Why We Love the Church is written for four kinds of people - the Committed, the Disgruntled, the Waffling & the Disconnected.”
http://www.amazon.com/Why-Love-Church-Institutions-Organized/dp/0802458378
Bump for later
My advice to Mr. Fountain?
Get over it! Stop making excuses. Shush. Hush. Stop whining. Take your eyes off man and put em back on God.
If this man is looking for the perfect church, he’d better not join it, or he’ll ruin it.
Who is this crybaby?
Sounds like the Muslim Ellison.
I fully sympathize with him. The "right" church group is not always easy to find and there are far too many that just play at being a church family. I believe, though, that we are never to stop assembling ourselves together. We miss out on so much that God can do with us and for us when we think we can get by without it. We need the church and the church needs us. We are members in particular and if one is left out the whole body can suffer. We each have gifts to offer for the furtherance of the gospel and to help each other as we walk with Christ. We cheat ourselves when we forsake it.

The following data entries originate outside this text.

PR #114, opened 2020-07-09
Add ALTER TABLE ... RENAME TO feature

### LINKED ISSUE #95: Add ALTER TABLE ... RENAME TO ...

yaziine:
This PR fixes #95. 

We can now rename a table and all indexes linked to the table are updated as well.

### DIFF
--- a/database/config.go
+++ b/database/config.go
@@ -148,50 +148,32 @@ func newTableInfoStore(tx engine.Transaction) (*tableInfoStore, error) {
 }
 
 // Insert a new tableInfo for the given table name.
-// It automatically generates a unique storeID for that table.
-func (t *tableInfoStore) Insert(tx engine.Transaction, tableName string, info *TableInfo) ([]byte, error) {
+func (t *tableInfoStore) Insert(tx engine.Transaction, tableName string, info *TableInfo) error {
 	t.mu.Lock()
 	defer t.mu.Unlock()
 
 	_, ok := t.tableInfos[tableName]
 	if ok {
-		return nil, ErrTableAlreadyExists
+		return ErrTableAlreadyExists
 	}
-
-	var found bool = true
-	var id [6]byte
-	for found {
-		id = generateStoreID()
-
-		found = false
-		for _, ti := range t.tableInfos {
-			if ti.storeID == id {
-				// A store with this id already exists.
-				// Let's generate a new one.
-				found = true
-				break
-			}
-		}
-	}
-	info.storeID = id
 
 	v, err := msgpack.EncodeDocument(info.ToDocument())
 	if err != nil {
-		return nil, err
+		return err
 	}
 
 	st, err := tx.GetStore([]byte(tableInfoStoreName))
 	if err != nil {
-		return nil, err
+		return err
 	}
 
 	err = st.Put([]byte(tableName), v)
 	if err != nil {
-		return nil, err
+		return err
 	}
 
 	t.tableInfos[tableName] = *info
-	return info.storeID[:], err
+	return nil
 }
 
 func (t *tableInfoStore) Get(tableName string) (*TableInfo, error) {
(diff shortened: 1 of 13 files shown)


database/config.go
```diff
@@ -158,20 +158,23 @@ func (t *tableInfoStore) Insert(tableName string, info *TableInfo) ([]byte, erro
...
 	var id [6]byte
-	for {
-		id = generateStoreID()
-		_, err = t.st.Get(id[:])
-		if err == nil {
-			// A store with this id already exists.
-			// Let's generate a new one.
-			continue
+	// Generate a new storeID if the one in the info is empty.
+	if info.storeID == id {
```
asdine, line 162: To avoid this logic and since it's only useful the first time we create a table, maybe we should generate the store id outside of this function, in the `Insert` method.

database/config.go
```diff
@@ -345,6 +348,17 @@ func (t *indexStore) Get(indexName string) (*IndexConfig, error) {
 	return &idxopts, nil
 }
 
+func (t *indexStore) Update(cfg IndexConfig) error {
```
asdine, line 351: I think `Replace` would be a better name because we are literally replacing the IndexConfig by another one. Also, it's consistent with TableInfoStore#Replace

database/table.go
```diff
@@ -21,6 +21,11 @@ type Table struct {
 	infoStore *tableInfoStore
 }
 
+// Name returns the name of the table.
```
asdine, line 24: I suppose this is a reordering of the file? Is there any other change? If so we can keep it as is, otherwise please do the reordering in a separate PR otherwise it gets extremely difficult to review.

database/transaction.go
```diff
@@ -103,6 +103,39 @@ func (tx Transaction) GetTable(name string) (*Table, error) {
 	}, nil
 }
 
+// RenameTable renames a table named old to new.
+// If it doesn't exist, returns ErrTableNotFound.
+func (tx Transaction) RenameTable(old, new string) error {
```
asdine, line 108: We should avoid shadowing keywords, I'm surprised the linter didn't yell at you. Perhaps something like `oldName`, `newName` ?

database/transaction.go
```diff
@@ -103,6 +103,39 @@ func (tx Transaction) GetTable(name string) (*Table, error) {
 	}, nil
 }
 
+// RenameTable renames a table named old to new.
```
asdine, line 106: Renaming is always from something to something else.
```suggestion
// RenameTable renames a table.
```

database/transaction.go
```diff
@@ -103,6 +103,39 @@ func (tx Transaction) GetTable(name string) (*Table, error) {
...
+// If it doesn't exist, returns ErrTableNotFound.
```
asdine, line 107:
```suggestion
// If it doesn't exist, it returns ErrTableNotFound.
```

database/transaction.go
```diff
@@ -170,6 +203,16 @@ func (tx Transaction) CreateIndex(opts IndexConfig) error {
 	return tx.indexStore.Insert(opts)
 }
 
+// UpdateIndex updates the index cfg referenced by cfg.IndexName.
+func (tx Transaction) UpdateIndex(cfg IndexConfig) error {
```
asdine, line 207: I don't think this should be exported, it seems really specific to the renaming feature and can be dangerous in other contexts. There doesn't seem to be a reason to replace an index config other than for renaming its related table.

database/table.go
yaziine: It's only a reordering. I did that in a separate commit for precisely ease the review.

database/transaction.go
yaziine: The linter didn't tell me anything regarding this. Does your tell you something?

database/transaction.go
yaziine: Yeah very good point!

database/transaction.go
asdine: It doesn't, that's weird. Though it's a bad habit shadowing keywords, even if that sounds good in that context, plus being explicit in a function signature doesn't hurt

database/table.go
asdine: Cool, thanks

database/config.go
yaziine: Done

database/config.go
```diff
@@ -414,6 +381,17 @@ func (t *indexStore) Get(indexName string) (*IndexConfig, error) {
 	return &idxopts, nil
 }
 
+func (t *indexStore) Replace(cfg IndexConfig) error {
```
asdine, line 384: When replacing something, the API must explicitly state what is the key used to identify the thing we are trying to replace, even if that information is already contained in the value of the second parameter.

```suggestion
func (t *indexStore) Replace(idxName string, cfg IndexConfig) error {
```

database/transaction.go
```diff
@@ -66,23 +69,53 @@ func (tx *Transaction) Promote() error {
...
 	}
-	sid, err := tx.tableInfoStore.Insert(tx.Tx, name, info)
+
+	var found bool = true
+	var id [6]byte
+	for found {
+		id = generateStoreID()
+
+		found = false
+		for _, ti := range tx.tableInfoStore.tableInfos {
```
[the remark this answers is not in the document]
yaziine: Good catch! 👍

An important first step would be a good Bible study class.
“Im still searching for the church we once knew.”
I hope the author figures out he is supposed to be searching for God’s will and then doing it, regardless of his feelings. Searching for a church that makes him feel the way he once felt is a mug’s game. The Bible doesn’t promise we are going to feel good all the time. It does promise everlasting life in the presence of the creator of the universe.
Difference Churches have different rules for its members, and believe it or not a lot of the rules do come from the scriptures.

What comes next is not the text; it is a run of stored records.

Issue #106, opened 2020-06-28
Ignore input with whitespace only


asdine:
Whenever we press return with no input or whitespace only input in the CLI, it invites the user to add a `;`.
We should simply ignore the input.

Current behavior:

```
genji> <press return, with or without whitespace>
... <press ';', then return>
genji>
```

Expected behavior:

```
genji> <press return, with or without whitespace>
genji>
```

yaziine:
If we run a query with whitespace after the `;`, it also invites to add a `;`.
```
genji> create table foo; <press return with whitespace after the ; >
... <press ';', then return>
genji>
```

PR #115, opened 2020-07-09
ignore whitespace. press enter with no input or input ended by whitespace 

tzzed:
this a fix of #106

```
genji> 
```

and 

```
genji> create table foo; <press return with whitespace after the ; >
... <press ';', then return>
genji>
```

both are fixed.


cmd/genji/shell/shell.go
```diff
@@ -192,12 +202,13 @@ func (sh *Shell) executeInput(in string) error {
 		return sh.runCommand(in)
 	// If it ends with a ";" we can run a query
 	case strings.HasSuffix(in, ";"):
```
asdine, line 204: I think we just need to ignore the query if it matches the condition we discussed in the issue.
Basically, I think all we need to do is this:
- trim the `in` variable to remove all withespaces
- ignore the command if `len(in) == 0`

cmd/genji/shell/shell.go
```diff
@@ -192,12 +202,13 @@ func (sh *Shell) executeInput(in string) error {
...
-		sh.multiLine = false
-		sh.livePrefix = in
-		err := sh.runQuery(sh.query)
-		sh.query = ""
-		return err
+		return sh.QueryError(in)
+	//If we press enter without any query
+	case len(in) == 0:
+		return sh.QueryError(in)
+	// If it ends by espace "; "
```
asdine, line 209: This check is not necessary if we trim `in`

cmd/genji/shell/shell.go
```diff
@@ -184,6 +184,16 @@ func (sh *Shell) execute(in string) {
 	}
 }
 
+// Query Error return an error if we press return with no input, or ended by whitespace
+func (sh *Shell) QueryError(in string) error {
```
asdine, line 188: The name of this function doesn't seem to have anything to do with the content of the function, does it?

cmd/genji/shell/shell.go
tzzed: Indeed.

tzzed:
implementation of @asdine's suggestion for a simpler version.

asdine:
@tzzed I can't merge your PR, you need to [rebase](https://github.com/edx/edx-platform/wiki/How-to-Rebase-a-Pull-Request) it

PR #122, opened 2020-07-13
Fix input with whitespace or no input. issue #106

tzzed:
This a fix of #106.

the expected behavior is respected:

```
genji>
```

and

```
genji> create table foo; <press return with whitespace after the ; >
genji>
```


.gitignore
```diff
@@ -1,24 +0,0 @@
-# Binaries for programs and plugins
```
asdine, line 1: Is there a reason why you delete the gitignore?

Issue #105, opened 2020-06-28
Arithmetic operators should return null for incompatible types


asdine:
```sql
genji> insert into foo (a) values (1), ('hello'), (true);
genji> select * from foo where a + 1 > 0;
{
  "a": 1
}
type "text" incompatible with "integer"
```

```sql
# currently
genji> SELECT 1 + 'hello';
type "text" incompatible with "integer"

# expected
genji> SELECT 1 + 'hello';
{
  "1 + 'hello'": null
}
```

PR #123, opened 2020-07-13
fix issue #105  arithmetic operator between int and text value 

tzzed:
This is a fix of #105 

```
genji> select 1 + 'hello';
{
  "1 + 'hello'": null
}
genji>
```


tzzed:
test for all operators are sets

tzzed:
wrote tests for all operators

From Romans through Hebrews especially are writings about how churches should be managed and how the members of the church should behave.
Although i have gone to one church or another for years, i have never been a member of a church and can not be as i am not qualified so i have not experienced any thing such as is described.
Maybe MR. Fountain should build a Church of his own and run it to suit himself, it has been done, or where would all of the cults come from.